2025-05-22 00:42:31,418 INFO uri_cache.py:71 -- Marked URI pip://03b0b4b60765962f148fd91e395c8ad4f321e3bf used.
2025-05-22 00:42:32,125 INFO uri_cache.py:84 -- Added URI gs://pixelbin-ml-worker-queue/ray-applications/RayApplicationsCI-deploy.ray.view-detection.v13.1746474693.zip with size 187817
2025-05-22 00:42:32,126 INFO plugin.py:257 -- Runtime env pip pip://03b0b4b60765962f148fd91e395c8ad4f321e3bf is already installed and will be reused. Search all runtime_env_setup-*.log to find the corresponding setup log.

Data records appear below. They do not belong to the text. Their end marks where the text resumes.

PR #3866, opened 2018-09-21
PCA9685 I2C Hardware PWM - Experimental initial commit

andrethomas:
With reference to issue https://github.com/arendst/Sonoff-Tasmota/issues/3830

This adds support for the PCA9685 hardware PWM board which adds 16 x 12bit PWM capable outputs via I2C.

The device resets to 50hz (commonly used by servos) but can be changed with commands as indicated below:

From console, commands:
```
driver15 pwmf,x // Where X is PWM frequency from 24Hz to 1526Hz
driver15 pwm,pin,pwmvalue // Where pin = 0 to 15 and pwmvalue = 0 to 4096
driver15 pwm,pin,ON // Turns pin ON
driver15 pwm,pin,OFF // Turns pin OFF

```
pwmvalue of 0 will turn the pin off completely whereas 4096 will turn the pin on completely.

Settings are not perpetual (yet, perhaps if there is a demand for this we can add it) so will revert to default on reset/power-on.


andrethomas:
```
driver15 pwmf,1000 // 1khz
driver15 pwm,0,2048 // enable 50% duty cycle

```
image

;)

PR #17016, opened 2022-11-07
fix for deepsleep first calculation #13955

reimerp:
Signed-off-by: Reimer Prochnow <reimer-github@ideenhal.de>

## Description:

## Checklist:

I made a fix for the first calculation of the deepsleep time, which was discussed in #13955 and is working since a couple of month for me now.
The deepsleep interval is untouched, but the very first time is prolonged to ensure that it's always after the desired timestamp, eg: 3600 -> ~ 3 minutes after xx:00 and never before xx:00, since this is confusing almost any tool I used (homeassistant energy dashboard, grafana)
300 -> xx:01, xx:06, xx:11 ....

### DIFF
--- a/tasmota/tasmota_xdrv_driver/xdrv_29_deepsleep.ino
+++ b/tasmota/tasmota_xdrv_driver/xdrv_29_deepsleep.ino
@@ -118,11 +118,16 @@ void DeepSleepPrepare(void)
     RtcSettings.deepsleep_slip = tmin(tmax(RtcSettings.deepsleep_slip, 9000), 11000);
   }
 
+  AddLog(LOG_LEVEL_DEBUG, PSTR("DSPrep: time %ld, next %ld, slip %ld"),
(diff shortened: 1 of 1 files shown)


smhc:
FYI this change appears to result in a "DeepSleepTime 86400" to wake at 01:12 instead of 00:00 due to the 5% difference. This conflicts with the documentation (which is already a bit inconsistent stating that 10 years is the max, but 24 hours is also the max...) and also makes trying to calculate a "wake at this specific time" even more difficult.

reimerp:
I have not verified this since I don't use this max sleep times -- but at least with 300s / 2600s (which I commonly use) the first trigger time is after the desired time ( depending on when exactly the deepsleep was issued) -- but it is autocorrected for following intervals, so there is no summary of errors. But maybe the adjustment should be constant rather that a fraction on the time ?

2025-05-22 00:42:32,126 INFO uri_cache.py:71 -- Marked URI pip://03b0b4b60765962f148fd91e395c8ad4f321e3bf used.
Expected Behavior
Pods should successfully schedule and maintain readiness/liveness for predictable API availability. Runtime environment creation should not block pod readiness.
Actual Behavior
Pods remain unready with repeated runtime environment creation failures, leading to API-level outages.
Additional Context
Please let us know if further logs, configs, or metrics would help in identifying the root issue.
/cc @ray-project/serve
Versions / Dependencies
Environment Details
- Ray version: 2.10.0
- Python Version: 3.11.8
- Deployment type: K8s
- Platform: GKE
Reproduction script
We were not able to reproduce the issue reliably in lower environments or test clusters. The failure appears to be intermittent or environment-specific, possibly related to scale, network conditions, or RayServe’s internal runtime environment management.
Issue Severity
High: It blocks me from completing my task.